Aside from what you said about applicability, the paper actually contradicts their claim!
In the domain alignment section:
> The coefficient for “in-domain” is 0.004(p < 0.01), suggesting that in-domain roles generally lead to better performance than out-domain roles.
Although the effect size is small, why would you not take advantage of it.
How well does such llm research hold up as new models are released?
Most model research decays because the evaluation harness isn’t treated as a stable artefact. If you freeze the tasks, acceptance criteria, and measurement method, you can swap models and still compare apples to apples.
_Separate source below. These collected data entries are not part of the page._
PR #353, opened 2018-09-21
Add 1Password Teams Configuration osquerygo virtual table

FritzX6:
## What does this table do?
This PR adds a new virtual table kolide_onepassword_account_config which outputs the **OnePassword SaaS** account config from the 1Password configuration database located at: `/Users/username/Library/Application Support/1Password 4/Data/B5.sqlite`

To avoid database locking issues (preventing the associated app from functioning properly without access to its respective db) we make a temporary local copy of the db file which we open to read and then subsequently delete.

## Example output below:

```
osquery> select * from kolide_onepassword_account_config;
+-----------+-----------------+-----------------+----------------+
| team_name | user_email      | user_first_name | user_last_name |
+-----------+-----------------+-----------------+----------------+
| Kolide    | fritz@kolide.co | Fritz           | Ifert-Miller   |
+-----------+-----------------+-----------------+----------------+
```
## Why do we need this table?
To output the configuration of a 1Password Teams account present on a local device.

This is also part of the greater initiative to scrape email addresses to bolster the results set that we are currently collecting in the kolide_email_addresses to perform user:device assignments.

## Why are we adding this as an osquery-go table and not using ATC functionality?
Currently, we do not have an existing workflow setup for distributing new atc tables via custom osquery configuration files.

Furthermore, the existing implementation of ATC suffers from an issue which prohibits parsing SQLite DB's which utilize the WAL type Journal Mode.
facebook/osquery#5225

## What are the limitations of this table and possible improvements?
It is currently written in a way that will only return results for the Primary User and as such does not require a JOIN, but also means that it is naturally limited in a multi-user environment.

The table could be improved by gathering the paths for every user directory so that you could perform a CROSS JOIN and output the sync configurations for every user or specific users.

### DIFF
--- a/pkg/osquery/table/email_addresses.go
+++ b/pkg/osquery/table/email_addresses.go
@@ -4,6 +4,7 @@ import (
 	"context"
 	"encoding/json"
 	"io/ioutil"
+	"os"
 	"strings"
 
 	"github.com/kolide/osquery-go"
@@ -27,11 +28,32 @@ type emailAddressesTable struct {
 }
 
 func (t *emailAddressesTable) generateEmailAddresses(ctx context.Context, queryContext table.QueryContext) ([]map[string]string, error) {
-	results := []map[string]string{}
+	var results []map[string]string
 
 	// add results from chrome profiles
+	chromeResults, err := generateEmailAddressesFromChromeState()
+	if err != nil {
+		return nil, errors.Wrap(err, "get email addresses from chrome state")
+	}
+	results = append(results, chromeResults...)
+
+	// add results from 1password
+	onePassResults, err := t.onePasswordAccountConfig.generate(ctx, queryContext)
+	if err != nil {
+		return nil, errors.Wrap(err, "adding email results from 1password config")
+	}
+	results = append(results, onePassResults...)
+
+	return results, nil
+}
+
+func generateEmailAddressesFromChromeState() ([]map[string]string, error) {
+	var results []map[string]string
 	for _, stateFilePath := range findChromeStateFiles() {
 		fileContent, err := ioutil.ReadFile(stateFilePath)
+		if os.IsNotExist(err) {
+			break
+		}
 		if err != nil {
 			return nil, errors.Wrapf(err, "could not read file %s", stateFilePath)
 		}
@@ -45,13 +67,6 @@ func (t *emailAddressesTable) generateEmailAddresses(ctx context.Context, queryC
 			results = addEmailToResults(profile.Username, results)
 		}
 	}
-
-	// add results from 1password
-	results, err := t.onePasswordAccountConfig.generate(ctx, queryContext, results)
-	if err != nil {
-		return nil, errors.Wrap(err, "adding email results from 1password config")
-	}
-
 	return results, nil
 }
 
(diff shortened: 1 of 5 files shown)


zwass:
Needs a `dep ensure` to fix missing dependency in CI?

Without that, each release forces a reset and people mistake novelty for progress.
In a discussion about LLMs you link to a paper from 2023, when not even GPT-4 was available?
And then you say:
> comprehensively disproven
? I don't think you understand the scientific method
Fair point on the date - the paper was updated October 2024 with Llama-3 and Qwen2.5 (up to 72B), same findings. The v1 to v3 revision is interesting. They initially found personas helped, then reversed their conclusion after expanding to more models.
"Comprehensively disproven" was too strong - should have said "evidence suggests the effect is largely random." There's also Gupta et al. 2024 (arxiv.org/abs/2408.08631) with similar findings if you want more data points.
...or even how fast technology is evolving in this field.
One study has “comprehensively disproven” something for you? You must be getting misled left right and centre if that’s how you absorb study results.